Your objective
Retype the records that come next, word for word.

[Start of section]

PR #6905, opened 2024-08-17
[GLUTEN-6904] Remove additional synchronizations in JNILibLoader

### LINKED ISSUE #6904: Improve JNILibLoader by removing redundant synchronizations
### Description

Currently JNILibLoader is responsible for loading native libraries, which uses a thread safe synchronizedSet.
We have some redundant synchronised blocks which can be removed to improve performance. These should be removed

ArnavBalyan:
- Since we already moved to synchronizedSet for thread safety, there are some additional synchronizations which are no longer needed, these are benign but can be removed for improved performance
- Removed such synchronizations where we are already thread safe.

Fixes #6904

## How was this patch tested?
 - Local build, and sample SQL queries.
 - UTs should cover the rest

### DIFF
--- a/gluten-core/src/main/java/org/apache/gluten/vectorized/JniLibLoader.java
+++ b/gluten-core/src/main/java/org/apache/gluten/vectorized/JniLibLoader.java
@@ -45,10 +45,8 @@ import scala.runtime.BoxedUnit;
 public class JniLibLoader {
   private static final Logger LOG = LoggerFactory.getLogger(JniLibLoader.class);
 
-  private static final Set<String> LOADED_LIBRARY_PATHS =
-      Collections.synchronizedSet(new HashSet<>());
-  private static final Set<String> REQUIRE_UNLOAD_LIBRARY_PATHS =
-      Collections.synchronizedSet(new LinkedHashSet<>());
+  private static final Set<String> LOADED_LIBRARY_PATHS = new HashSet<>();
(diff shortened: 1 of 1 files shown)


ArnavBalyan:
Thanks @zhztheplayer for pointing it out, if could please take a look

zhztheplayer (commented):
I see we use synchronized collections and `synchronized` keywords at the same time. Were they for similar purpose? If yes, can we only keep one of them? So the code will be easier to understand and maintain. Say if synchronized collections are not enough for our case, we can just use `synchronized` + normal collections.

In addition, if we decide to stay on `synchronized` keywords, I assume its usage in method `mapAndLoad` is not needed now. Since method `load` is already atomic (because `mapLibraryName` should be stateless?).

ArnavBalyan:
> I see we use synchronized collections and `synchronized` keywords at the same time. Were they for similar purpose? If yes, can we only keep one of them? So the code will be easier to understand and maintain. Say if synchronized collections are not enough for our case, we can just use `synchronized` + normal collections.
> 
> In addition, if we decide to stay on `synchronized` keywords, I assume its usage in method `mapAndLoad` is not needed now. Since method `load` is already atomic (because `mapLibraryName` should be stateless?).

Updated thanks, we need synchronized since there were thread unsafe operations being done outside the collections. I have removed the synchronized collection and kept the keyword, there were not much changes so the code flow is more simple now. Also removed it from mapAndLoad, since we have load protected anyway thanks!

Issue #6900, opened 2024-08-17
Use newer version of clang-format(clang-format-18)


xumingming:
### Problem description

There are more recent clang-format-18:

```
root@test:~/Code/gluten# apt search clang-format
Sorting... Done
Full Text Search... Done
clang-format/noble 1:18.0-59~exp2 arm64
  Tool to format C/C++/Obj-C code

clang-format-14/noble 1:14.0.6-19build4 arm64
  Tool to format C/C++/Obj-C code

clang-format-15/noble,now 1:15.0.7-14build3 arm64 [installed]
  Tool to format C/C++/Obj-C code

clang-format-16/noble 1:16.0.6-23ubuntu4 arm64
  Tool to format C/C++/Obj-C code

clang-format-17/noble 1:17.0.6-9ubuntu1 arm64
  Tool to format C/C++/Obj-C code

clang-format-18/noble-updates,now 1:18.1.3-1ubuntu1 arm64 [installed]
  Tool to format C/C++/Obj-C code

libcode-tidyall-plugin-clangformat-perl/noble 0.0.2-2 all
  module to run clang-format using Code::TidyAll
```

### System information

N/A

xumingming:
Velox is using clang-format-18: https://github.com/facebookincubator/velox/blob/54b16e0416ada85dd2904b2d2bee7650a1d27b36/scripts/setup-check.sh#L21

PR #6907, opened 2024-08-18
[GLUTEN-6900] Use clang-format-18

xumingming:

(Fixes: \#6900)

### DIFF
--- a/dev/formatcppcode.sh
+++ b/dev/formatcppcode.sh
@@ -1,13 +1,25 @@
 cd `dirname $0`
 
-# Check if clang-format-15 is installed
-if ! command -v clang-format-15 &> /dev/null
-then
-    echo "clang-format-15 could not be found"
-    echo "Installing clang-format-15..."
-    sudo apt update
-    sudo apt install clang-format-15
+CLANG_FORMAT_CMD=""
+if [ "$(uname)" == "Darwin" ]; then
+    CLANG_FORMAT_CMD="clang-format"
+    if ! command -v $CLANG_FORMAT_CMD &> /dev/null
+    then
+        echo "$CLANG_FORMAT_CMD could not be found"
+        echo "Installing $CLANG_FORMAT_CMD..."
+        sudo brew install $CLANG_FORMAT_CMD
+    fi
+else
+    CLANG_FORMAT_CMD="clang-format-18"
+    if ! command -v $CLANG_FORMAT_CMD &> /dev/null
+    then
+        echo "$CLANG_FORMAT_CMD could not be found"
+        echo "Installing $CLANG_FORMAT_CMD..."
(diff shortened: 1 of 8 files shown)


FelixYBW:
Why do we need to upgrade clang-format?

xumingming:
@FelixYBW The reason is as follows:

1. When I change some c++ code, and submit the PR, the PR will fail at code style check.
2. I noticed there is `dev/formatcppcode.sh`, but it only support Linux
3. After make `dev/formatcppcode.sh` support macOS, I found that clang-format on macOS(which is of version 18) behaves differently from clang-format-15 on Linux.

Do you have suggestions?

dev/formatcppcode.sh
```diff
@@ -1,13 +1,25 @@
...
+else
+    CLANG_FORMAT_CMD="clang-format-18"
+    if ! command -v $CLANG_FORMAT_CMD &> /dev/null
+    then
+        echo "$CLANG_FORMAT_CMD could not be found"
+        echo "Installing $CLANG_FORMAT_CMD..."
+        sudo apt update
+        sudo apt install $CLANG_FORMAT_CMD
+    fi
 fi
```
FelixYBW, line 21: Let's remove the install commands here. It's only for darwin and ubuntu.

FelixYBW:
> @FelixYBW The reason is as follows:
> 
> 1. When I change some c++ code, and submit the PR, the PR will fail at code style check.
> 2. I noticed there is `dev/formatcppcode.sh`, but it only support Linux
> 3. After make `dev/formatcppcode.sh` support macOS, I found that clang-format on macOS(which is of version 18) behaves differently from clang-format-15 on Linux.
> 4. And there seems no easy way to install clang-format-15 on macOS.
> 
> Do you have suggestions?

Different OS has different default clang-format version. e.g. I'm using Ubuntu20.04 which has clang-format-12. Do 12 and 18 have any difference on format? format-12 works well on my side so far.

xumingming:
> > @FelixYBW The reason is as follows:
> > 
> > 1. When I change some c++ code, and submit the PR, the PR will fail at code style check.
> > 2. I noticed there is `dev/formatcppcode.sh`, but it only support Linux
> > 3. After make `dev/formatcppcode.sh` support macOS, I found that clang-format on macOS(which is of version 18) behaves differently from clang-format-15 on Linux.
> > 4. And there seems no easy way to install clang-format-15 on macOS.
> > 
> > Do you have suggestions?
> 
> Different OS has different default clang-format version. e.g. I'm using Ubuntu20.04 which has clang-format-12. Do 12 and 18 have any difference on format? format-12 works well on my side so far.

Yes, they have many difference. Seems not easy to get a same output on macOS, closing it.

[End of section]

Expected answer
PR #6905, opened 2024-08-17
[GLUTEN-6904] Remove additional synchronizations in JNILibLoader

### LINKED ISSUE #6904: Improve JNILibLoader by removing redundant synchronizations
### Description

Currently JNILibLoader is responsible for loading native libraries, which uses a thread safe synchronizedSet.
We have some redundant synchronised blocks which can be removed to improve performance. These should be removed

ArnavBalyan:
- Since we already moved to synchronizedSet for thread safety, there are some additional synchronizations which are no longer needed, these are benign but can be removed for improved performance
- Removed such synchronizations where we are already thread safe.

Fixes #6904

## How was this patch tested?
 - Local build, and sample SQL queries.
 - UTs should cover the rest

### DIFF
--- a/gluten-core/src/main/java/org/apache/gluten/vectorized/JniLibLoader.java
+++ b/gluten-core/src/main/java/org/apache/gluten/vectorized/JniLibLoader.java
@@ -45,10 +45,8 @@ import scala.runtime.BoxedUnit;
 public class JniLibLoader {
   private static final Logger LOG = LoggerFactory.getLogger(JniLibLoader.class);
 
-  private static final Set<String> LOADED_LIBRARY_PATHS =
-      Collections.synchronizedSet(new HashSet<>());
-  private static final Set<String> REQUIRE_UNLOAD_LIBRARY_PATHS =
-      Collections.synchronizedSet(new LinkedHashSet<>());
+  private static final Set<String> LOADED_LIBRARY_PATHS = new HashSet<>();
(diff shortened: 1 of 1 files shown)


ArnavBalyan:
Thanks @zhztheplayer for pointing it out, if could please take a look

zhztheplayer (commented):
I see we use synchronized collections and `synchronized` keywords at the same time. Were they for similar purpose? If yes, can we only keep one of them? So the code will be easier to understand and maintain. Say if synchronized collections are not enough for our case, we can just use `synchronized` + normal collections.

In addition, if we decide to stay on `synchronized` keywords, I assume its usage in method `mapAndLoad` is not needed now. Since method `load` is already atomic (because `mapLibraryName` should be stateless?).

ArnavBalyan:
> I see we use synchronized collections and `synchronized` keywords at the same time. Were they for similar purpose? If yes, can we only keep one of them? So the code will be easier to understand and maintain. Say if synchronized collections are not enough for our case, we can just use `synchronized` + normal collections.
> 
> In addition, if we decide to stay on `synchronized` keywords, I assume its usage in method `mapAndLoad` is not needed now. Since method `load` is already atomic (because `mapLibraryName` should be stateless?).

Updated thanks, we need synchronized since there were thread unsafe operations being done outside the collections. I have removed the synchronized collection and kept the keyword, there were not much changes so the code flow is more simple now. Also removed it from mapAndLoad, since we have load protected anyway thanks!

Issue #6900, opened 2024-08-17
Use newer version of clang-format(clang-format-18)


xumingming:
### Problem description

There are more recent clang-format-18:

```
root@test:~/Code/gluten# apt search clang-format
Sorting... Done
Full Text Search... Done
clang-format/noble 1:18.0-59~exp2 arm64
  Tool to format C/C++/Obj-C code

clang-format-14/noble 1:14.0.6-19build4 arm64
  Tool to format C/C++/Obj-C code

clang-format-15/noble,now 1:15.0.7-14build3 arm64 [installed]
  Tool to format C/C++/Obj-C code

clang-format-16/noble 1:16.0.6-23ubuntu4 arm64
  Tool to format C/C++/Obj-C code

clang-format-17/noble 1:17.0.6-9ubuntu1 arm64
  Tool to format C/C++/Obj-C code

clang-format-18/noble-updates,now 1:18.1.3-1ubuntu1 arm64 [installed]
  Tool to format C/C++/Obj-C code

libcode-tidyall-plugin-clangformat-perl/noble 0.0.2-2 all
  module to run clang-format using Code::TidyAll
```

### System information

N/A

xumingming:
Velox is using clang-format-18: https://github.com/facebookincubator/velox/blob/54b16e0416ada85dd2904b2d2bee7650a1d27b36/scripts/setup-check.sh#L21

PR #6907, opened 2024-08-18
[GLUTEN-6900] Use clang-format-18

xumingming:

(Fixes: \#6900)

### DIFF
--- a/dev/formatcppcode.sh
+++ b/dev/formatcppcode.sh
@@ -1,13 +1,25 @@
 cd `dirname $0`
 
-# Check if clang-format-15 is installed
-if ! command -v clang-format-15 &> /dev/null
-then
-    echo "clang-format-15 could not be found"
-    echo "Installing clang-format-15..."
-    sudo apt update
-    sudo apt install clang-format-15
+CLANG_FORMAT_CMD=""
+if [ "$(uname)" == "Darwin" ]; then
+    CLANG_FORMAT_CMD="clang-format"
+    if ! command -v $CLANG_FORMAT_CMD &> /dev/null
+    then
+        echo "$CLANG_FORMAT_CMD could not be found"
+        echo "Installing $CLANG_FORMAT_CMD..."
+        sudo brew install $CLANG_FORMAT_CMD
+    fi
+else
+    CLANG_FORMAT_CMD="clang-format-18"
+    if ! command -v $CLANG_FORMAT_CMD &> /dev/null
+    then
+        echo "$CLANG_FORMAT_CMD could not be found"
+        echo "Installing $CLANG_FORMAT_CMD..."
(diff shortened: 1 of 8 files shown)


FelixYBW:
Why do we need to upgrade clang-format?

xumingming:
@FelixYBW The reason is as follows:

1. When I change some c++ code, and submit the PR, the PR will fail at code style check.
2. I noticed there is `dev/formatcppcode.sh`, but it only support Linux
3. After make `dev/formatcppcode.sh` support macOS, I found that clang-format on macOS(which is of version 18) behaves differently from clang-format-15 on Linux.

Do you have suggestions?

dev/formatcppcode.sh
```diff
@@ -1,13 +1,25 @@
...
+else
+    CLANG_FORMAT_CMD="clang-format-18"
+    if ! command -v $CLANG_FORMAT_CMD &> /dev/null
+    then
+        echo "$CLANG_FORMAT_CMD could not be found"
+        echo "Installing $CLANG_FORMAT_CMD..."
+        sudo apt update
+        sudo apt install $CLANG_FORMAT_CMD
+    fi
 fi
```
FelixYBW, line 21: Let's remove the install commands here. It's only for darwin and ubuntu.

FelixYBW:
> @FelixYBW The reason is as follows:
> 
> 1. When I change some c++ code, and submit the PR, the PR will fail at code style check.
> 2. I noticed there is `dev/formatcppcode.sh`, but it only support Linux
> 3. After make `dev/formatcppcode.sh` support macOS, I found that clang-format on macOS(which is of version 18) behaves differently from clang-format-15 on Linux.
> 4. And there seems no easy way to install clang-format-15 on macOS.
> 
> Do you have suggestions?

Different OS has different default clang-format version. e.g. I'm using Ubuntu20.04 which has clang-format-12. Do 12 and 18 have any difference on format? format-12 works well on my side so far.

xumingming:
> > @FelixYBW The reason is as follows:
> > 
> > 1. When I change some c++ code, and submit the PR, the PR will fail at code style check.
> > 2. I noticed there is `dev/formatcppcode.sh`, but it only support Linux
> > 3. After make `dev/formatcppcode.sh` support macOS, I found that clang-format on macOS(which is of version 18) behaves differently from clang-format-15 on Linux.
> > 4. And there seems no easy way to install clang-format-15 on macOS.
> > 
> > Do you have suggestions?
> 
> Different OS has different default clang-format version. e.g. I'm using Ubuntu20.04 which has clang-format-12. Do 12 and 18 have any difference on format? format-12 works well on my side so far.

Yes, they have many difference. Seems not easy to get a same output on macOS, closing it.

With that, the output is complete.